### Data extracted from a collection
PR #6075, opened 2026-07-13
fix(dm): address post-merge review of #6046 (Keycast timeout, group-send cancel/dedup, retry heartbeat, relay repair)

realmeylisdev:
## Description

Follow-up to the durable-DM PR #6046, addressing the nine findings in NotThatKindOfDrLiz's post-merge review ([#pullrequestreview-4688621299](https://github.com/divinevideo/divine-mobile/pull/6046#pullrequestreview-4688621299)). Each finding was independently re-verified against merged `main` before fixing; seven were confirmed live/latent bugs and two (F3, F9) were confirmed mechanisms whose worst case is bounded by other guards — those two are fixed as hardening. Every fix ships with a regression test.

One commit per finding group:

- **`fix(keycast)` — F1 (Keycast global timeout regression).** #6046 lowered `KeycastRpc.defaultRequestTimeout` from 30s to 12s, but the 12s bound (sized for the DM send pipeline) shipped as the global default every single-op RPC caller inherits — none of the five `fromSession` sites override it. Under the known production Keycast latency (DB-pool contention, 20–30s single-op), custodial OAuth users regressed video-publish signing, likes, reposts, and follows from slow-but-succeeding to failing at 12s. Restored the single-op default to 30s (batch verb stays 30s). DM durability doesn't depend on the tighter bound — the outgoing-DM queue re-drives and dm_repository has a 90s publish backstop. Scoping a fail-fast bound to the DM crypto chain specifically is a cleaner follow-up (single-op RPCs expose no per-call timeout and the signer is shared), noted in Out of Scope.

- **`fix(dm)` group-send — F2 + F4.**
  - *F2 (cancelled group sends kept fanning out):* the per-recipient publish loop had no pre-publish row re-read, so `cancelOutgoingBatch` (long-press delete on the pending bubble) mid-fan-out still delivered to later recipients — invisible to the sender and unretractable. Now re-reads the sibling row before each publish and skips when it's gone, mirroring `recoverFullSend`'s existing interlock.
  - *F4 (self-wrap ingest didn't stamp `send_batch_id`):* `_persistDecryptedGiftWrap` never extracted the encrypted `['batch', id]` tag, so a self-wrap echo ingested before the batch's local persist wrote a NULL-batch row invisible to `hasMessageWithSendBatchId` — a duplicate bubble now, a second durable row when a sibling later confirmed. Now stamps `sendBatchId` for self-authored rumors only (owner-scoped dedup must not honor a peer-forged tag) with a 64-hex validity guard.

- **`fix(dm)` retry-service — F3 + F5.**
  - *F5 (live): a sweep-level throw silenced the 30s heartbeat.* The top-level `catch` never re-armed the follow-up timer, so a transient DB/DAO throw left the queue un-driven until the next external trigger — exactly the steady-foreground, stable-network session the heartbeat exists for. Re-arm from the `catch` with `workRemains: true`; the next clean pass self-cancels when the queue drains.
  - *F3 (hardening): the exhausted-row terminalize could clobber a delivered recipient wrap.* No shipped write path currently produces the `recipient=sent / self=pending` hybrid (that write is always transactionally coupled to delete-or-`self=failed`), so this is defensive: when the recipient wrap is already `sent`, fail only the self wrap, mirroring the offline path's existing guard.

- **`fix(dm)` copy — F6 (mislabelled action).** The failed-send snackbar's "Delete message" only cancels the outgoing queue rows; for a partially delivered group bubble it leaves the persisted message in place, which then flips back to a normal delivered bubble. Keeping the already-delivered copy is intended, so this renames the label to "Stop trying" (+ corrected ARB description), translated into all 17 non-English locales. Long-press delete remains the real delete-for-everyone path.

- **`fix(dm)` video bubble — F7 (tap hijack).** On a failed own video-share (or reply quoting a video), the inner card's tap recognizer opened the reel, winning the arena over the dominant surface — leaving the tap-only resend affordance reachable only from the narrow "Not delivered" strip. Threads an `enableTap` flag down and nulls the inner `onTap` on a failed own send, so the outer failed-tap wins across the whole bubble and assistive tech stops announcing a dead open-video action.

- **`fix(relay)` — F8 + F9.**
  - *F8 (no repair cooldown):* the zombie-socket repair had only in-flight dedup, so a brownout relay replying slower than the OK window got force-cycled on every timed-out publish (destroying late OKs, replaying subscriptions, re-running AUTH). Added a per-relay cooldown (injectable, default 60s = 2× the OK window).
  - *F9 (hardening): force-reconnect stranded one-shot queries.* It replayed long-lived subscriptions but not the `_queries` map, so a repaired query never re-issued its REQ and the caller waited its full timeout instead of completing early. Now replays pending one-shot queries on reconnect and fixes the adjacent `_queryCompleteCallbacks` leak in `unsubscribe`.

**Related Issue:** Relates to #6046

## Out of Scope

- Scoping a dedicated fail-fast timeout to the DM signer crypto chain (so DM sends still fail fast while other RPCs keep the 30s headroom) — needs a per-call timeout surface on `signEvent`/`nip44*` that doesn't exist today. F1 restores the safe 30s global default in the meantime.
- The 1:1 `sendMessage` same-second collision (pre-existing, reviewer-scoped-out on the earlier batch-id thread) — separate follow-up.
- F6 Option B (route the failed-send action through delete-for-everyone) was not taken; the rename matches the intentional keep-the-message semantics. If product wants delete-for-everyone from that snackbar, that's a separate copy+behavior change.

## Verification

- `flutter analyze lib test` (app) + `flutter analyze lib test` on `dm_repository`, `keycast_flutter`, `nostr_sdk` — no issues.
- App suites: `outgoing_dm_retry_service_test.dart`, `conversation_view_test.dart`, `message_bubble_test.dart`, `arb_consistency_test.dart` (151 tests) — pass.
- `keycast_flutter` (208), `nostr_sdk` unit incl. zombie-remediation (285), `dm_repository` (511) — pass.
- `dm_repository` coverage 93.59% ≥ 93 gate.
- New regression tests mutation-checked (each goes red when its fix is neutered).

## Type of Change


mobile/packages/dm_repository/lib/src/dm_repository.dart
```diff
@@ -4397,8 +4448,14 @@ class DmRepository {
     // No recipient succeeded but retryable rows exist: make sure a
     // brand-new group thread is visible in the inbox so the user can find
     // the failed bubbles to retry or delete. All-blocked sends leave no
-    // rows behind (terminal), so they create no thread cruft.
-    if (!results.any((r) => r.success) && results.any((r) => !r.blocked)) {
+    // rows behind (terminal), so they create no thread cruft. A fully
+    // cancelled batch must NOT resurrect the thread the user just deleted,
+    // so cancelled indexes don't count as retryable failures here.
+    final hasNonCancelledFailure = results.asMap().entries.any(
```
hm21, line 4454: Nit (non-blocking, residual F2 edge case): `hasNonCancelledFailure` keys off `results[]`, not whether each failed index's row survived cancellation. If a sibling returns a *hard* failure and the user then long-press-deletes the batch during a later sibling's publish window, `cancelOutgoingBatch` deletes the hard-failed row too — but this index still counts as a non-cancelled failure here, so `_ensureConversationVisibleAfterSendFailure` resurrects the (now empty, no bubble) group thread the user just deleted. Cosmetic + self-healing, needs a precise race — worth a note, not a fix-now.

mobile/lib/services/outgoing_dm_retry_service.dart
```diff
@@ -589,6 +589,14 @@ class OutgoingDmRetryService {
...
         ),
       );
+      // A throwing pass never reached the try-path _scheduleFollowUp, so
+      // without re-arming here a transient DAO error (e.g. a busy database)
+      // would silence the 30s heartbeat until an external trigger — exactly
+      // the steady-foreground, stable-network session the heartbeat exists
+      // for. Queue state is unknown after a throw, so assume work remains;
+      // the next successful pass's own workRemains:false self-cancels the
+      // timer once the queue drains.
+      _scheduleFollowUp(workRemains: true);
```
hm21, line 622: Nit (minor): re-arming here is correct. Only caveat — the top-level throw comes from DAO reads that run before any per-row work, so a *persistently*-throwing DAO (non-self-healing SQLite corruption/lock) never advances a retry counter to drain the queue; it just re-reports `sweepTopLevel` + re-arms every 30s for the whole foreground session. Crashlytics dedupes by stack trace so it's not a true flood, but consider gating `recordError` on the first fault of a consecutive-fault streak while still re-arming.

hm21 (approved):
Went through all six commits against `main` and re-checked each finding against the merged code. All nine are correctly diagnosed real bugs (F3/F9 fairly scoped as hardening), the fixes are correct, and the new tests are genuine regression checks that go red on revert. No blockers — a few non-blocking nits:

- **F6 stale comment** (`conversation_view.dart:509`, not in this diff): `_onFailedMessageTap`'s doc still calls the secondary action `Delete ("cancel send")`, but this rename makes it "Stop trying" and the action never deletes the persisted message — the doc now contradicts the shipped copy it describes.
- **F5, minor**: the catch-path re-arm is correct, but a *persistently*-throwing DAO now re-reports `sweepTopLevel` to Crashlytics every 30s for the whole foreground session instead of once. Fine for the transient busy-DB case it targets; consider reporting only on the first fault of a streak. (inline)
- **F2 residual edge case**: see inline on `dm_repository.dart`.

mobile/lib/services/outgoing_dm_retry_service.dart
realmeylisdev: Done in ade10d486e — the `sweepTopLevel` `recordError` now escalates only on the first fault of a consecutive-throw streak; the re-arm is unchanged, and the first non-throwing pass (including the offline-gate early return) resets the streak so a genuinely new fault reports again. `Log.error` still fires every pass. Added regression tests for once-per-streak and report-again-after-recovery.

mobile/packages/dm_repository/lib/src/dm_repository.dart
realmeylisdev: Agreed it's real — deferring per your "note, not a fix-now" framing. Guarding it would need a per-index DAO existence re-read before the visibility check (a round-trip on the send path) to catch a cosmetic, self-healing thread resurrection that only fires on a precise concurrent long-press-delete race. Not worth the cost here; leaving this thread as the record.

realmeylisdev:
Addressed the review-body nit too:

- **F6** (stale `_onFailedMessageTap` doc): fixed in 98fe07591a — the doc now describes the "Stop trying" label and its cancel-undelivered-rows (not delete) behavior.

F5 and F2 answered inline (F5 fixed in ade10d486e with regression tests; F2 deferred with rationale). Thanks for the careful pass.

### Exercise
Of the entries above, transcribe exactly those lines that fall between the line containing "- Scoping a" and the line containing "thread) — separate follow-up.", together with those two lines.

### Solution
- Scoping a dedicated fail-fast timeout to the DM signer crypto chain (so DM sends still fail fast while other RPCs keep the 30s headroom) — needs a per-call timeout surface on `signEvent`/`nip44*` that doesn't exist today. F1 restores the safe 30s global default in the meantime.
- The 1:1 `sendMessage` same-second collision (pre-existing, reviewer-scoped-out on the earlier batch-id thread) — separate follow-up.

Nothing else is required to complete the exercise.